Figure 1Clinically classified splicing variants in a large clinical cohort
Number of splicing variants at exonic or intronic positions indicated among 689,321 individuals tested for a variety of inherited diseases. All exonic splicing variants are grouped together; the intronic splicing variants are grouped by distance from the intron-exon junction in base pairs (bp). Note that intronic variants more than 10 bp from the intron-exon junction may not be detected because of reportable range of the sequencing assay; therefore, splice variants ±10 bp intronic are most likely underrepresented.
P/LP, pathogenic/likely pathogenic; VUS, variant(s) of uncertain significance. Colors within each bar indicate the number classified as P/LP (blue) or VUSs (green).
Figure 2Distribution of variant types and their clinical classifications in a clinical cohort of 689,321 individuals tested for genetic disease
(A–C) Number and proportion of variants by type and clinical classification among (A) all observed variants, (B) unique variants, and (C) patients. Splicing variants are shown both as a group and split into ESS and non-ESS variants. VUS + RNA potential indicates splicing VUSs that have the potential to be reclassified with the addition of evidence from RNA analysis; these are included in the splicing VUSs total.

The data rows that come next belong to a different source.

PR #15131, opened 2021-07-30
Close #10624: Display GUI message when changing Scale Factor by hotkey

### LINKED ISSUE #10624: Pixel scaler prompt
Just an idea for a small enhancement: now that we can address the pixel scaler via keyboard shortcuts, you no longer see what factor is set when using keys. Thus I was thinking it'd be nice to inform the user via a text prompt much like the fps counter, just one that immediately fades out in ~2 seconds.

"x1"

"x1.25"

"x1.5"

...in the bottom middle of the screen, or on top of the RCT1 style middle menu if people have that enabled.

seifer7:
- When changing the Window Scale Factor using a hotkey a GUI message is now displayed specifying the new scale factor using the Chat window.
- To ensure message is always visible, chat window is now drawn in single player games, title menu, and anywhere else.
- Chat window still cannot be manually toggle/brought up outside a mutiplayer game (intended.)

### DIFF
--- a/data/language/en-GB.txt
+++ b/data/language/en-GB.txt
@@ -3651,6 +3651,7 @@ STR_6450    :{BLACK}“{STRING}”
 STR_6451    :{BLACK}“{STRING}” - {STRING}
 STR_6452    :{WINDOW_COLOUR_2}Sells: {BLACK}{STRING}
 STR_6453    :Copy version info
+STR_6454    :Scale factor set to: {COMMA2DP32}
 
 #############
 # Scenarios #
--- a/distribution/changelog.txt
+++ b/distribution/changelog.txt
@@ -1,5 +1,6 @@
 0.3.4.1+ (in development)
 ------------------------------------------------------------------------
+- Feature: [#10624] A GUI message is now displayed when changing Window Scale Factor by hotkey.
 - Fix: [#14316] Closing the Track Designs Manager window causes broken state.
 - Fix: [#15096] Crash when placing entrances in the scenario editor near the map corner.
 - Improved: [#3417] Crash dumps are now placed in their own folder.
--- a/src/openrct2-ui/input/Shortcuts.cpp
+++ b/src/openrct2-ui/input/Shortcuts.cpp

ESS, essential splice site.
Figure 3Frequencies of splice variants in the healthy human genome
Splicing variants were identified in gnomAD (v.2.0.2) via the Ensembl Variant Effect Predictor (v.85).
(A) Bar graph indicating the absolute number of variants identified in gnomAD within coding regions and ±8 bp of intronic sequence. Splicing variants include variants at the ESS (at intronic positions ±1–2) and at non-ESS locations (at intronic positions ±3–8 bp and exonic positions ±1–3 bp). Other includes in-frame indels and alterations to stop and start codons.
(B) Allele frequencies for splicing variants as determined by “popmax” and grouped as common (>1%), rare (0.1%–1%), and very rare (<0.1%).
(C) Outlier boxplot showing the distribution of splicing and truncating variants among hereditary disease genes by inheritance patterns.
(D) Outlier boxplot showing the distribution of splicing and truncating variants in exons of all gnomAD genes with high pLI scores (pLI > 0.9) and low pLI scores (pLI ≤ 0.9).
AD, autosomal dominant; AR, autosomal recessive; ESS, essential splice site; gnomAD, Genome Aggregation Database; pLI, probability of loss-of-function intolerant; XL, X-linked.